■ **Your assignment**: Every line that holds the word "function" needs to be copied from the data below.

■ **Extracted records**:
PR #270, opened 2024-03-22
feat: extend line filter to include national organizations

jonasbrunvoll:
Closes https://github.com/AtB-AS/kundevendt/issues/17261

### Background

As of today, the travel planner can only filter lines that are planned by the relevant organization. Better explained, this means that the travel planner of FRAM can only filter on journeys planned by FRAM, while the travel planner of NFK can only filter on journeys planned by NFK.

But, there are other national organizations that organize trips across counties and regions. Example: Vy, Sj Nord, Boreal and Fjord 1. The line search should be extended to be able to filter on such organizations.

#### Illustrations
<details>

Skjermbilde 2024-03-22 kl  15 11 26

Skjermbilde 2024-03-22 kl  15 11 48

</details>

### Proposed solution
- [x]  Find a different pattern to check whether a line number is valid or not.  
- [x] Identify which organizations that should always be possible to preform line filter on.  
- [x] Update the endpoint `lines()` in `src/pages/api/assistant/lines/[authorityId].ts` to include all the  authorityIds as params.

### Acceptance Criteria
- [x] Can filter on lines containing characters other than numbers.
- [x] Make sure that the user is able to provide line number in both upper end lower case when filtering.  
- [x] Able to filter lines organized by the relevant organization.
- [x] Able to filter lines organized by the national organizations.

### DIFF
--- a/src/page-modules/assistant/line-filter/index.tsx
+++ b/src/page-modules/assistant/line-filter/index.tsx
@@ -11,6 +11,8 @@ type LineFilterProps = {
   onChange: (lineFilter: string[] | null) => void;
 };
 
+const regexValidChars = /^$|^[0-9a-zA-Z\s-]+$/;
+
 export default function LineFilter({ filterState, onChange }: LineFilterProps) {
   const { t } = useTranslation();
 
@@ -38,6 +40,7 @@ export default function LineFilter({ filterState, onChange }: LineFilterProps) {
       onChange(null);
     } else {
       const lines = input
+        .toUpperCase()
         .split(',')
         .flatMap((line) => data[line.trim()])
         .filter(Boolean);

■ **Reply to the task**:
 export default function LineFilter({ filterState, onChange }: LineFilterProps) {
@@ -38,6 +40,7 @@ export default function LineFilter({ filterState, onChange }: LineFilterProps) {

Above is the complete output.